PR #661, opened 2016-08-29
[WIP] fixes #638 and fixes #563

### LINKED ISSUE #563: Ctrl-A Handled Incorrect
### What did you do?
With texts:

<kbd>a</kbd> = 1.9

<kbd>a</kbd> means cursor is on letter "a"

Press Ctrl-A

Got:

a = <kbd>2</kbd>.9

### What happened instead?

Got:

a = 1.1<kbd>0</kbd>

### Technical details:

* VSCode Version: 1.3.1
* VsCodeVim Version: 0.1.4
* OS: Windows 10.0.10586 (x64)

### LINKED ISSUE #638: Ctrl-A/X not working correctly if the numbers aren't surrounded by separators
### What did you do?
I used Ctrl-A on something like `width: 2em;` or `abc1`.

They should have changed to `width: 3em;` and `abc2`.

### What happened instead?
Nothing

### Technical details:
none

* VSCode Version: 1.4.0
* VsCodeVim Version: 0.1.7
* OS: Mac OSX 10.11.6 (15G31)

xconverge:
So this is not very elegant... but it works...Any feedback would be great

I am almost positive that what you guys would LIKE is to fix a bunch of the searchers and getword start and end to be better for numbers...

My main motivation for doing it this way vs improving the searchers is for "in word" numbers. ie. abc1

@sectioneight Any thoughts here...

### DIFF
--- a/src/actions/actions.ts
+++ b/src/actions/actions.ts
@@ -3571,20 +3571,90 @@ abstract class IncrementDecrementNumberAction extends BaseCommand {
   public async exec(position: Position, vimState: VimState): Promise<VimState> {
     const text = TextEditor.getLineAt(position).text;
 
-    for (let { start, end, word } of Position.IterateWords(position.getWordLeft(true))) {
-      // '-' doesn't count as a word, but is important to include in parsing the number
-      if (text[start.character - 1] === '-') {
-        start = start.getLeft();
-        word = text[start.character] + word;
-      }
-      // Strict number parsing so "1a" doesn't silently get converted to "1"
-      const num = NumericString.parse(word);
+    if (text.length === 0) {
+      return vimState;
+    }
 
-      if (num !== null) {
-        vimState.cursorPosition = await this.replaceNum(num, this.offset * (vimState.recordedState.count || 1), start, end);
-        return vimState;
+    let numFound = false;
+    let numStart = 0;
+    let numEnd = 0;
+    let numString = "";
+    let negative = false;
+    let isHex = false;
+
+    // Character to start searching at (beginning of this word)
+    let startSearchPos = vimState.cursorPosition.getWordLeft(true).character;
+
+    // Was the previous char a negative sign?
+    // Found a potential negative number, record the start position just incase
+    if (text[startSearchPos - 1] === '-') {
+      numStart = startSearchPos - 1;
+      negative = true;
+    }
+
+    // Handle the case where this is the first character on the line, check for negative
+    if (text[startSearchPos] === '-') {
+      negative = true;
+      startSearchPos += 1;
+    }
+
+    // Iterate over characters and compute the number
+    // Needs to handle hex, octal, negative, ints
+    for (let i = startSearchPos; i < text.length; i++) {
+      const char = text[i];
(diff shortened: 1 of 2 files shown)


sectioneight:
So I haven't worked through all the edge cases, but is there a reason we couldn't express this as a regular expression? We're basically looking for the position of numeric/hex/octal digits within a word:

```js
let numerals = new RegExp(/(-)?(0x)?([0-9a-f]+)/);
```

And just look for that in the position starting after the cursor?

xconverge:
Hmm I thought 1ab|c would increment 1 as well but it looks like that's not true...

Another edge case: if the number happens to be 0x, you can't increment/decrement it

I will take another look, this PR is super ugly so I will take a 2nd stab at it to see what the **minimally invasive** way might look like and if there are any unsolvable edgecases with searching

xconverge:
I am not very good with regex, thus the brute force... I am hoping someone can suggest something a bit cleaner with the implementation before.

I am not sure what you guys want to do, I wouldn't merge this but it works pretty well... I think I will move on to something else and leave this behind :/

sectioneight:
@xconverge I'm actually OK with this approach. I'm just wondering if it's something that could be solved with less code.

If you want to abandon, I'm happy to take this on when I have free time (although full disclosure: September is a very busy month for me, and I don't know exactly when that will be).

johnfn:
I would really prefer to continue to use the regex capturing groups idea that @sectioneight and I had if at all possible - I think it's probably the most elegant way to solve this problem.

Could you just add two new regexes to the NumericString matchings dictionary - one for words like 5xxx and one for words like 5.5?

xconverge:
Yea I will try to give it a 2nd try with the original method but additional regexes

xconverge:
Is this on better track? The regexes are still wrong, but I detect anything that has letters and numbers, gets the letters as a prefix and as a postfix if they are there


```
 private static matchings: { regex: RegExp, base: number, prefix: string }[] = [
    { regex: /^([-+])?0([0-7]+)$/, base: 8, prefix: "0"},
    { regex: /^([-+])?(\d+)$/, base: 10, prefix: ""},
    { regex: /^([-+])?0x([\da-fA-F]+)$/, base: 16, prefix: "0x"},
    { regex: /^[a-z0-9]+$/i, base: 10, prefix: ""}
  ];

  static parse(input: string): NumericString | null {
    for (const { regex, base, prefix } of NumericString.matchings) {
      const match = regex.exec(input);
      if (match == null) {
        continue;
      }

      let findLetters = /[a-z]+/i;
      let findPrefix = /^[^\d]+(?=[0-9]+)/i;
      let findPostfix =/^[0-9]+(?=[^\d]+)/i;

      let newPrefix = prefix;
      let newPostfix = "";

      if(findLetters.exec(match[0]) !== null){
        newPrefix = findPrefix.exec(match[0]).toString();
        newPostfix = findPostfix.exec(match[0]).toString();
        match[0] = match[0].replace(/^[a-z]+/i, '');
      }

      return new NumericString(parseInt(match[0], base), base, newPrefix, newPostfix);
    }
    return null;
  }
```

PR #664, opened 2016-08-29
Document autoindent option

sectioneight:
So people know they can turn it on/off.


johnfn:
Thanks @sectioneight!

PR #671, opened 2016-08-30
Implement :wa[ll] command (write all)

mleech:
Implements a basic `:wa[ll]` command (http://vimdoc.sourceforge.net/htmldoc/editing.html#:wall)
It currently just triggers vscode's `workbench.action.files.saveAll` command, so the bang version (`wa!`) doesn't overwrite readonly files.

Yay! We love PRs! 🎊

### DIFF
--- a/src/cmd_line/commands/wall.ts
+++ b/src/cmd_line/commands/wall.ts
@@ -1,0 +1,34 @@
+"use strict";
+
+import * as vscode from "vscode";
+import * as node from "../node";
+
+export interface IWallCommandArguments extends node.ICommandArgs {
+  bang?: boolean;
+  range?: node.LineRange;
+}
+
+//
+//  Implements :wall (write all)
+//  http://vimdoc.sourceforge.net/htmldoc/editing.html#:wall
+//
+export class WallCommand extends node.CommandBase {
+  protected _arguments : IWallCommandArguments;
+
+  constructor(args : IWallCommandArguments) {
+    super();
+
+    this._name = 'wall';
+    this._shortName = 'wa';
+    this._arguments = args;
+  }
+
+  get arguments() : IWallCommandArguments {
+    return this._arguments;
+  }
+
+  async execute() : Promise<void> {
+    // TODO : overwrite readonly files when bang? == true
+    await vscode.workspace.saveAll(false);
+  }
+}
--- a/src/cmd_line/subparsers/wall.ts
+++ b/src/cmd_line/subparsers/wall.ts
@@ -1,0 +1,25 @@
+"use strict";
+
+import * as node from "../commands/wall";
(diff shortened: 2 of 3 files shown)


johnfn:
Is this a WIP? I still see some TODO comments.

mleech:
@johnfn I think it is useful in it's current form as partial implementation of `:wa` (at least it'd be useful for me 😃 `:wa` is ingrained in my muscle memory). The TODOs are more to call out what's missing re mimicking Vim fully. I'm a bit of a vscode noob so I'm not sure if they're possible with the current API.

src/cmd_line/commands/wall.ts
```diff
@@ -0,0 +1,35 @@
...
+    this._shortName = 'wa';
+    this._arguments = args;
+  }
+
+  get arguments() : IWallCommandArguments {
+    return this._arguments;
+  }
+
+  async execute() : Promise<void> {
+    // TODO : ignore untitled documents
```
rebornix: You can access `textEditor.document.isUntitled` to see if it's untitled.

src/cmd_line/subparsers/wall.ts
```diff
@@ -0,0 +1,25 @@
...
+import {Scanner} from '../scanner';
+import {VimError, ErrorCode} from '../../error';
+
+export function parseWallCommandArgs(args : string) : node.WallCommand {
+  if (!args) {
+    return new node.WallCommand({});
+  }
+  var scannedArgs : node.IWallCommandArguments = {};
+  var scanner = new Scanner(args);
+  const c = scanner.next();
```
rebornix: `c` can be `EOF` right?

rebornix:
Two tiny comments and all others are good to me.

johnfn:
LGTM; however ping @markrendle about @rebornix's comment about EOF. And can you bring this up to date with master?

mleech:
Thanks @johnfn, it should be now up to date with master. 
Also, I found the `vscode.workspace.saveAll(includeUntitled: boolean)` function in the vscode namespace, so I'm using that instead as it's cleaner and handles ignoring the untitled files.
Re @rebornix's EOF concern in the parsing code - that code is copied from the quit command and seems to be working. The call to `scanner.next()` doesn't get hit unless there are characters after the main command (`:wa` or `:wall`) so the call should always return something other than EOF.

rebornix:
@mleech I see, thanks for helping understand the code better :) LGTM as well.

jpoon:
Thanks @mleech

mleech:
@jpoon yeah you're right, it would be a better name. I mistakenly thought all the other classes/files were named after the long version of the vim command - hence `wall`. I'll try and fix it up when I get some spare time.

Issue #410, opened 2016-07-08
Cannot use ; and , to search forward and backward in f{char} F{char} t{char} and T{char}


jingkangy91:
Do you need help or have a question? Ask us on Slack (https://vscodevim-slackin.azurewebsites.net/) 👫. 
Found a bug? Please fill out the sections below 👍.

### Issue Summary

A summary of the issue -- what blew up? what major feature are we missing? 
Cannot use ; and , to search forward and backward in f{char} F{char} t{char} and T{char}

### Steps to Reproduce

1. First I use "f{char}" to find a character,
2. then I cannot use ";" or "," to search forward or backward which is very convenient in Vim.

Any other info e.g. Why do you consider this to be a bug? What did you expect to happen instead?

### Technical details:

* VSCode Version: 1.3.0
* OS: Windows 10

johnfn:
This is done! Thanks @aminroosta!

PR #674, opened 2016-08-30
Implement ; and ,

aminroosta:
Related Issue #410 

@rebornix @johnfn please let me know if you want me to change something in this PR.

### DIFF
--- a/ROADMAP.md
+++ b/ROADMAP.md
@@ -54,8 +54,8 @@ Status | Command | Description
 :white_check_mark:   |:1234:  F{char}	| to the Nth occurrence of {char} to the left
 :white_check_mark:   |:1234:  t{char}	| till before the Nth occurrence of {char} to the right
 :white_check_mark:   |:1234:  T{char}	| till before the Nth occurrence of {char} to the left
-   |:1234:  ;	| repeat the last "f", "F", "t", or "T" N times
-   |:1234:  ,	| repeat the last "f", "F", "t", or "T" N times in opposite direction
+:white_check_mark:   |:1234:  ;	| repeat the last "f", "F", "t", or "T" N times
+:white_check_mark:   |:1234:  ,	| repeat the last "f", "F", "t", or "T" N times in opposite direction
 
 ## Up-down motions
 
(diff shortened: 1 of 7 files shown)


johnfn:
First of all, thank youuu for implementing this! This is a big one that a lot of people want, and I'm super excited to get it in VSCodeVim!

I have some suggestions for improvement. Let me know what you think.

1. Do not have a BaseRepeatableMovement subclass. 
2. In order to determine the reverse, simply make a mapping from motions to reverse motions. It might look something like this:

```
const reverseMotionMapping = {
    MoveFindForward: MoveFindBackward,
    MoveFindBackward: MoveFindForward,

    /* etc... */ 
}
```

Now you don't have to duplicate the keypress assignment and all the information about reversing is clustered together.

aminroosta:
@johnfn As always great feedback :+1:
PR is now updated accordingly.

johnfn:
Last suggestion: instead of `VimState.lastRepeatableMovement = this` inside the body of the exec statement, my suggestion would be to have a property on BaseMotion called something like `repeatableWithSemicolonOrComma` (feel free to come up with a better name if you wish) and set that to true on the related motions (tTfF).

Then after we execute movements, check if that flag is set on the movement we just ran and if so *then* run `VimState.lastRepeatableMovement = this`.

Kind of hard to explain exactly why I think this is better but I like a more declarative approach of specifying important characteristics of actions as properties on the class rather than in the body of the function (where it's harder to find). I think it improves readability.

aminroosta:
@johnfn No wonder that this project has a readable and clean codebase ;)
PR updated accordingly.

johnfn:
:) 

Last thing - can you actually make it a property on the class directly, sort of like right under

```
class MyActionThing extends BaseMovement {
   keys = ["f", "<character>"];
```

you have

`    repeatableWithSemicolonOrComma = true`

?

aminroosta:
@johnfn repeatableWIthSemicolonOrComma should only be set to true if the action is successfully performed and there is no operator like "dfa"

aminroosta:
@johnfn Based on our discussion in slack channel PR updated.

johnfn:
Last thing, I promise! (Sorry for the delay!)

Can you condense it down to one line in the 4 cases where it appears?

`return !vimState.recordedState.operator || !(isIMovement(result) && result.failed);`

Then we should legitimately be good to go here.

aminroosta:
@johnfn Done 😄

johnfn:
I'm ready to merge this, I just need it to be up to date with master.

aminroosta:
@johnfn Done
§
| EXERCISE BRIEF |
Each line containing the word "octal" needs to be copied from the data above.

| WORKED SOLUTION |
+    // Needs to handle hex, octal, negative, ints
So I haven't worked through all the edge cases, but is there a reason we couldn't express this as a regular expression? We're basically looking for the position of numeric/hex/octal digits within a word:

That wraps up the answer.